From Daimler to Tesla: the boss said goodbye to colleagues with a text message

Employees of the Daimler plant in Berlin-Marienfelde protest against possible job cuts.

Philip Kaleta

“We’re pissed off!” Shouts Patric Succo to hundreds of Daimler employees in Berlin-Marienfelde. Succo is the chairman of the shop stewards at the car manufacturer’s plant. The employees have gathered in front of the plant and are demonstrating. Some hold up signs that read “Ola, Shame on you!” Ola Källenius is the CEO of Daimler. Most of the posters, however, say that no jobs should be cut. The employees are angry, they worry about possible layoffs. They have plenty of reason to do so.

In the past few weeks, more and more information leaked out from the group that jobs are to be drastically cut at the location in Berlin, which today is primarily geared towards combustion engines. In the worst case, IG Metall assumes that of the 2,500 employees on site, only 500 could remain.

On Wednesday, the workforce finally found out through the media that the plant manager Rene Reif had now resigned. A few weeks ago he is said to have militantly announced at a works meeting that he would defend himself against the downsizing, the employees report. Reif is switching to US competitor Tesla, who is building a new Gigafactory a few dozen kilometers away in Grünheide, Brandenburg, and is desperately looking for staff. Above all, Tesla is challenging the premium manufacturer with the star from Stuttgart with its electric cars. Only around 50 kilometers from Marienfelde.

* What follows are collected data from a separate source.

Issue #1824, opened 2018-12-02
Compiling in production fails silently and isn't verbose enough


ameft:
I have a Rails 5.2 app with Webpacker 4.0.0.pre.3 with runs smoothly in development and instead couldn't compile in production: `[Webpacker] Compiling…` just hanged there for hours (locally and on Heroku, where @schneems helped me a lot), in a similar way as described in #1534, #1217 and #1003.
After many hours of testing and research I found out that the problem was that two dependencies in `package.json` (@fortawesome/fontawesome-free and expose-loader) were in `devDependencies` instead of `dependencies`, that made compiling failing silently.
Running this command put me on the right path to find the solution, giving me some hits of errors `NODE_ENV=production ./bin/webpack --progress --config config/webpack/production.js`.
Problem is that instad running `RAILS_ENV=production NODE_ENV=production bundle exec rails assets:compile` didn't give me any indication of errors, and I don't know why but shouldn't be the case.
What do you think?

jakeNiemiec:
[FontAwesome did a writeup on this known issue](https://fontawesome.com/how-to-use/with-the-api/other/tree-shaking#issues). Issue https://github.com/terser-js/terser/issues/50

The workforce is ready for fundamental changes

Numerous employees told that they know the internal combustion engine has an expiry date. They are ready for further training and retraining, but certainly not for layoffs. “When I signed my employment contract here, I thought it would last until I retire,” says Succo. “We employees generate millions and billions in profits for Daimler. And the downsizing should be the thanks for that? We are not personnel numbers or cost centers, we are people, ”adds the Daimler employee.

The union IG-Metall also supports the employees. Sören Lieske, union secretary at IG-Metal, said in an interview with “The workforce is ready and open to ecological change. Sure, the industry is developing in the direction of e-mobility. And the workforce is ready to relearn these technologies. This plant in Marienfelde can be converted with a few manual tricks and a little bit of leisure so that it can be produced for electric cars. “Only the decision-makers at Daimler lack the right will, according to Lieske.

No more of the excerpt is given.